Since I'm not seeing any sign of a queen, I'm thinking about buying a queen to add to the hive. There are still plenty of bees. Any suggestions?

I'm also thinking of removing the frames from one deep body and replacing with empty frames so there is room to lay once the queen arrives.


----------



## alleyyooper (Apr 22, 2005)

Really isn't much information offered here. Is it just two colonys in a single deep? or were you unable to make a go of it with the swarm so only have a colony in a single deep and a nuc box?

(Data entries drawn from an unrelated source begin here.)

PR #1054, opened 2024-01-23
imp: re-export `Timestamp` & `Duration` from `ibc_proto::google::protobuf`

Farhad-Shabani:
## Description

This requirement emerged while implementing the `sov-celestia` light client, eliminating the need to import the same types from `tendermint_proto::google::protobuf`.

______

### PR author checklist:
- [ ] Added tests.
- [ ] Linked to GitHub issue.

### DIFF
--- a/ibc-primitives/src/lib.rs
+++ b/ibc-primitives/src/lib.rs
@@ -25,8 +25,9 @@ pub use traits::*;
 mod types;
 pub use types::*;
 
-/// Re-export of common proto types from the `ibc-proto` crate.
+/// Re-exports google proto types and `Protobuf` trait from the `ibc-proto-rs`
+/// crate.
 pub mod proto {
-    pub use ibc_proto::google::protobuf::Any;
+    pub use ibc_proto::google::protobuf::*;
     pub use ibc_proto::Protobuf;
 }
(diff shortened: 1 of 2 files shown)


ibc-primitives/src/lib.rs
```diff
@@ -25,8 +25,9 @@ pub use traits::*;
 mod types;
 pub use types::*;
 
-/// Re-export of common proto types from the `ibc-proto` crate.
+/// Re-exports google proto types and `Protobuf` trait from the `ibc-proto-rs`
+/// crate.
 pub mod proto {
-    pub use ibc_proto::google::protobuf::Any;
+    pub use ibc_proto::google::protobuf::*;
```
rnbguy: the scope of `ibc_proto::google::protobuf::*` is too broad. The structs other than `Any`, `Timestamp`, and `Duration` are for parsing protobuf files. Do we really need them? 

```suggestion
    pub use ibc_proto::google::protobuf::{Any, Duration, Timestamp};
```

rnbguy (changes requested):
Asked a question to confirm if we need to re-export everything.

rnbguy (approved):
Great ! Thanks :pray:

ibc-primitives/src/lib.rs
Farhad-Shabani: I was under the impression that a few types are exposed by `ibc_proto::google::protobuf` not all. Thank you for pointing that out 👌🏻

Personally before I bought a queen I would add another box of frames, spread the bees out a bit. Then wait a couple days and check for a queen either see her or eggs before I bought a queen.

 Al


----------



## cityfeet (Feb 1, 2015)

Thanks for your response. It's one colony with 2 deep bodies and 1 medium honey super. There is a second colony which is the one that split off this one but it's only in a medium super right now so I don't have any deep frames of brood to add in. Every frame in all 3 supers has honey so I'm wondering if I need to pull them all and replace with new frames so a queen would have one to lay in. Who knows, maybe I have one and it has nowhere to lay


----------



## alleyyooper (Apr 22, 2005)

*"Who knows, maybe I have one and it has nowhere to lay"*
That is a good possibility since they swarmed once. Add in some empty frames if you have them.

 Al


----------



## cityfeet (Feb 1, 2015)

Ok, I think I will. Should I remove all frames with honey from the bodies or will they eventually clean them out and use them for brood?


----------



## ed/La (Feb 26, 2009)

Perhaps harvest some honey to open up some frames


----------



## alleyyooper (Apr 22, 2005)

I would not remove all the honey frames. Leave some for the bees to use during a long rainy or cold stretch.

 Al


----------



## cityfeet (Feb 1, 2015)

So it's ok for some honey to be in bodies? I always thought that was bad. Would they possibly use up some honey and nectar and lay eggs in comb where honey used to be?


----------



## alleyyooper (Apr 22, 2005)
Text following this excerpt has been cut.